SWIFT is developing projects around blockchain for payments transactions, as are many of the banks, with R3 being the lead player in such activities. R3, backed by 42 of the world’s largest banks, has already started experiments with Microsoft’s Azure-based Blockchain-as-a-Service to develop Ethereum as a bank-to-bank global transaction system. It’s an experiment today, but tomorrow … this is going to be a critical development area, and it’s not just for global bank-to-bank transfers but any exchange of value over the internet peer-to-peer. In fact, the emerging value exchange models between players in Africa is highly likely to result in digital currencies being created that avoid the high exchange costs of Western Union or other remittance players. However, there is one factor that begs the question: is blockchain really suitable for payments? Scalability. The bitcoin blockchain processes transactions within ten minutes if you’re lucky, and in an hour or more if you’re not. Each transaction, when you load mining costs into the system, costs about $6 and this will increase once all bitcoins have been mined, as a fee-based system will be required to run the blockchain. I have yet to see anyone convincingly skirt around the scale and cost factors of blockchain in payments, which means that we don’t yet have a faster and cheaper system than what we already have today in the form of STEP2, SWIFT and ACH systems.

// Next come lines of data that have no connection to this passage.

PR #206, opened 2016-02-02
Use ioctl() to detect terminal width and refresh on each update

vain:
As discussed recently.

We assume that `stty size` is too slow to be run on each update. Thus, we directly issue an `ioctl()` call instead of forking/execing.

### DIFF
--- a/src/bundlewrap/utils/ui.py
+++ b/src/bundlewrap/utils/ui.py
@@ -1,12 +1,14 @@
 from codecs import getwriter
 from contextlib import contextmanager
 from datetime import datetime
+import fcntl
 from functools import wraps
 from multiprocessing import Event, Lock, Queue
 import os
 from signal import signal, SIGPIPE, SIG_DFL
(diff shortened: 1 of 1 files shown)


trehn:
Thanks!

I'm still able to mess up the output when repeatedly resizing the terminal, but that already happened before:

http://files.trehn.com/Screen-Shot-2016-02-02-18-49-30-4ofRPc90.png

trehn:
Also I really need to figure out how to fix Travis :/

vain:
Yeah, all sorts of weird things can happen here because we don't draw full frames which contain the entire screen. We just draw parts of the screen and *hope* that the terminal is sane enough to not fsck up the rest of the screen.

What you describe appears to be related to your terminal *rewrapping* its content on resize events. My terminal does that, too, but XTerm for example does not. I can go berserk on resizing an XTerm, bw's status line won't break.

Moral of the story: Draw full frames or live with partially broken output. :-)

We might tomorrow, but there’s still a fair crack of technical work and experimentation to be made before I’m convinced that we can process trillions of transactions a second on a blockchain protocol.
Having said that, we do need some form of technology as a by-product of blockchain to enable us to do trillions of transactions a second for near-free as the Internet of Things (IoT) is coming. You cannot have IoT without IoV (the Internet of Value); and IoV needs MoIP (Money over Internet Protocol) to operate. So there will be a payments structure developed for MoIP as a foundation for IoT, and that MoIP system will enable machine-to-machine commerce. Then this might be the way in which blockchain feeds into scalability of payment transactions. If Digital Identities are recorded on blockchain protocol, then my things can have authorisation to transact on my behalf. In other words, I have an identity recorded on a shared ledger, and then can add devices to my identity. Over time, I add smart objects too, from my shoes to my fridge to my car to my heating to my spectacles to my anything. This is where the most likely breakthrough will come before payments, as companies such as Shocard and Onename are developing ideas in this space fast.
So there you have the big five developments in blockchain use cases in finance today:
- Smart Contracts
- Smart Assets
- Clearing and Settlement
- Digital Identity
There are others but, for now, focus your thinking on these as they’re going to give you the short-term gains and long-term benefits.